**DATASET RECORDS:**
PR #12463, opened 2025-07-23
fix(transformer/top-level-statements): should not inject statements after non-import statement

### LINKED ISSUE #12460: transform: jsx refresh injects variable after call for HOCs
For the following input, Oxc injects `var _s = $RefreshSig$()` after `import { bar } from './bar'` even though `_s` is called on the right hand of `BazComponent =`.
```jsx
import { observer } from 'mobx-react-lite'
import { useFoo } from './useFoo'

export const BazComponent = observer(function BazComponent_() {
  const foo = useFoo()
  return (
    <>
      {foo}
      {bar}
    </>
  )
})

import { bar } from './bar'
```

**AIM OF THE EXERCISE:**
The answer must be the full listing, written out word for word.

**ANSWER BELOW:**
PR #12463, opened 2025-07-23
fix(transformer/top-level-statements): should not inject statements after non-import statement

### LINKED ISSUE #12460: transform: jsx refresh injects variable after call for HOCs
For the following input, Oxc injects `var _s = $RefreshSig$()` after `import { bar } from './bar'` even though `_s` is called on the right hand of `BazComponent =`.
```jsx
import { observer } from 'mobx-react-lite'
import { useFoo } from './useFoo'

export const BazComponent = observer(function BazComponent_() {
  const foo = useFoo()
  return (
    <>
      {foo}
      {bar}
    </>
  )
})

import { bar } from './bar'
```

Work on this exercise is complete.